As it is, oil and gas companies already have backed a number of studies of sage grouse, Sorenson said. Companies voluntarily have been tracking sage grouse with radio collars and helped fund a project to map sage grouse habitat, she said.

That’s on top of what BLM requires the industry to do to receive drilling permits, she said, such as survey lease areas for sage grouse breeding grounds.

“Our industry is constantly doing research above and beyond what we need to for a huge number of species, not just sage grouse,” Sorenson said. “We want to know the effects.”

The group Western Watersheds Project, which sued to list sage grouse as endangered, hasn’t done anything to improve understanding of the species, she said.

“They go purely with the law, with the legal stuff,” Sorenson said. “They don’t do any of the on-the-ground work.”

Idaho-based Western Watersheds didn’t dispute that.

“We’re a conservation group and we believe that the greatest conservation comes from protecting habitat for any species,” said Jon Marvel, the group’s executive director. “Allowing oil and gas development within critical habitat for any species is a mistake. We don’t need any more studies to understand that.”

One drilling pad per square mile is a relatively sparse level of energy development in Wyoming.

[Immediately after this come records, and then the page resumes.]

PR #857, opened 2022-12-23
small bug fixes

herbig:
## Description

- lower max multisig signers to 100, since it still causes jankiness at 1000
- fix gov type hardcoded to English in dashboard and display Token Voting rather than Usul
- make Treasury and Proposals cards clickable in Dashboard


src/pages/DaoDashboard/Info/InfoGovernance.tsx
```diff
@@ -5,7 +5,7 @@ import { BarLoader } from '../../../components/ui/loaders/BarLoader';
 import { useFractal } from '../../../providers/Fractal/hooks/useFractal';
 
 export function InfoGovernance() {
-  const { t } = useTranslation('dashboard');
+  const { t } = useTranslation(['dashboard', 'daoCreate']);
```
herbig, line 8: `daoCreate` is a weird namespace to use on Dashboard, but I think string namespaces overall could use a refactor and didn't want to do that here

src/pages/DaoDashboard/Info/InfoProposals.tsx
```diff
@@ -30,7 +32,11 @@ export function InfoProposals({}: IDAOGovernance) {
   }
 
   return (
-    <Box data-testid="dashboard-daoProposals">
+    <Link
+      data-testid="dashboard-daoProposals"
+      to={DAO_ROUTES.proposals.relative(safe.address)}
+      aria-label="Proposals Info Link"
```
herbig, line 38: proposals / treasury cards are now clickable to go to their respective pages, which is something I'm constantly expecting you can do

src/components/DaoCreator/gnosis/GnosisConfig.tsx
```diff
@@ -33,7 +33,12 @@ export function GnosisConfig() {
 
   const handleSignersChanges = (numberStr: string) => {
     let numOfSigners = Number(numberStr);
-    if (numOfSigners > 999) return;
+    // greater than 100 signers is unreasonable for manual input here,
+    // we don't use an error message because we don't want to render
+    // 1000 input fields and lag the app
+    if (numOfSigners > 100) {
+      numOfSigners = 100;
+    }
```
herbig, line 41: it's still super janky trying to render 999 inputs, so just cut that down to 100

src/pages/DaoDashboard/Info/InfoProposals.tsx
mobiusTripper-crypto: right on

src/pages/DaoDashboard/Info/InfoProposals.tsx
```diff
@@ -1,8 +1,10 @@
-import { Box, Flex, Text } from '@chakra-ui/react';
+import { Flex, Text } from '@chakra-ui/react';
 import { Proposals } from '@decent-org/fractal-ui';
 import { useTranslation } from 'react-i18next';
+import { Link } from 'react-router-dom';
 import { BarLoader } from '../../../components/ui/loaders/BarLoader';
 import { useFractal } from '../../../providers/Fractal/hooks/useFractal';
+import { DAO_ROUTES } from '../../../routes/constants';
 
 interface IDAOGovernance {}
```
mobiusTripper-crypto, line 9: This seems like it unused???

src/providers/Fractal/governance/types.ts
```diff
@@ -19,8 +19,8 @@ import { DecodedTransaction, MetaTransaction } from '../../../types';
 import { IGoveranceTokenData } from './hooks/useGovernanceTokenData';
 
 export enum GovernanceTypes {
-  GNOSIS_SAFE = 'Multisig',
-  GNOSIS_SAFE_USUL = 'Usul',
+  GNOSIS_SAFE = 'labelMultisigGov',
```
mobiusTripper-crypto, line 22: I don't know if this is a good idea, if there would be consiquences from changing language? (I guess I could test that myself) ... I still think this should be a MAP, in which the enum is just an integer, and the label is assign in a map ... but if this works i guess it doesn't matter.

mobiusTripper-crypto (approved):
couple comments

src/pages/DaoDashboard/Info/InfoProposals.tsx
herbig: it's used below in the `<Link>`

src/pages/DaoDashboard/Info/InfoProposals.tsx
herbig: hmm, yeah true, let me see what that takes..

src/providers/Fractal/governance/types.ts
herbig: ah true. I tested changing languages and it properly updates.

what would that look like as a map?  We've used this style of enum value with string key in a few other instances in the app, so I did that here as well

src/pages/DaoDashboard/Info/InfoProposals.tsx
herbig: @mobiusTripper-crypto updated!

src/components/ui/containers/InfoBox.tsx
```diff
@@ -26,4 +29,5 @@ export function InfoBox({
       {children}
     </Box>
   );
+  return <>{!to ? content : <Link to={to}>{content}</Link>}</>;
```
Da-Colon, line 32: (nitpick, feel free to ignore since it works) This feels wierd, feel like this should either be 2 Box components are a `ContentWrapper`

Da-Colon (approved):
LGTM, small minor comment that can be ignored

src/components/ui/containers/InfoBox.tsx
herbig: yeah good callout, actually that div wasn't needed, I simplified it to:

`return !to ? content : <Link to={to}>{content}</Link>;`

Some gas fields in the state have wells every 10 acres, or 64 per square mile.

Even one well every square mile is enough to drive off sage grouse after pipelines and roads are built to service the wells, Marvel said Thursday.

Industry has profited immensely from sage grouse habitat, he said, and could be doing more to help the birds.

“Spending a few million dollars in retiring grazing permits would be very beneficial,” Marvel said.

Wyoming is home to perhaps half or more of the nation’s sage grouse, a ground-dwelling bird about the size of a chicken that inhabits the state’s intermountain basins. Numbers of the bird have declined between 55 and 90 percent due to loss of their sagebrush habitat.

Sage grouse also are found in Washington, Oregon, California, Nevada, Idaho, Montana, Colorado, Utah, South Dakota, North Dakota and parts of Canada.